Detecting and Cleaning Invalid Values
Before performing calculations, check for and handle invalid values:
import numpy as np
data = np.array([10, np.nan, np.inf, -np.inf, 30, 0])
# Check for invalid values
print(f"Has NaN: {np.any(np.isnan(data))}")
print(f"Has Inf: {np.any(np.isinf(data))}")
print(f"All finite: {np.all(np.isfinite(data))}")
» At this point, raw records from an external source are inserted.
PR #781, opened 2023-04-24
IPv6 Extension Headers rewrite

thvdveld:
I rewrote the IPv6 Extension Headers. All those headers have the `Next Header` and `Header Length` fields in common. These are now accessible using `Ipv6ExtHeader`. I removed the IPv6HopByHopOption, because this header only contains options, which can be accessed using the `Ipv6OptionsIterator`.

I also added tests for 6LoWPAN extension headers, routing header and hop-by-hop header), replacing #765 and #770 .

### DIFF
--- a/src/iface/interface/ipv6.rs
+++ b/src/iface/interface/ipv6.rs
@@ -244,9 +244,11 @@ impl InterfaceInner {
         handled_by_raw_socket: bool,
         ip_payload: &'frame [u8],
     ) -> Option<IpPacket<'frame>> {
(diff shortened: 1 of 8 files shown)


thvdveld:
I think this is an elegant solution compared to #765 and #770. I already use it this way with the 6LoWPAN extension headers and RPL. Also, I think this is now ready to merge.

thvdveld:
bors r+

(I hope you don't mind @Dirbaio)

# Clean the data: keep only finite values
clean_data = data[np.isfinite(data)]
print(f"\nClean data: {clean_data}")
print(f"Mean: {np.mean(clean_data)}")
Output:
Has NaN: True
Has Inf: True
All finite: False
Clean data: [10. 30. 0.]
Mean: 13.333333333333334
Quick Reference: Common Fixes
| Cause | Fix |
|---|---|
| Mean of empty array | Check len(arr) > 0 before computing |
0 / 0 or inf / inf | Check denominator; use np.divide() with where |
| NaN values in data | Use np.nanmean(), np.nansum(), etc. |
| Overflow with large exponentials | Use scipy.special.logsumexp or simplify math |
| Extreme values | Use np.clip() to constrain range |
| Mixed invalid values | Filter with np.isfinite() |
| Known edge case: suppress warning | Use np.errstate(invalid='ignore') locally |
Conclusion
The RuntimeWarning: invalid value encountered in double_scalars warning occurs when a floating-point operation produces a mathematically undefined result like NaN or inf.
The best approach is to prevent the invalid operation in the first place: validate inputs, check for empty arrays, guard against division by zero, and use NaN-safe functions like np.nanmean(). For numerical stability with large values, use scipy.special.logsumexp or np.clip().
Only suppress the warning with np.errstate() when you've already handled the edge cases and are confident the invalid values won't affect downstream calculations.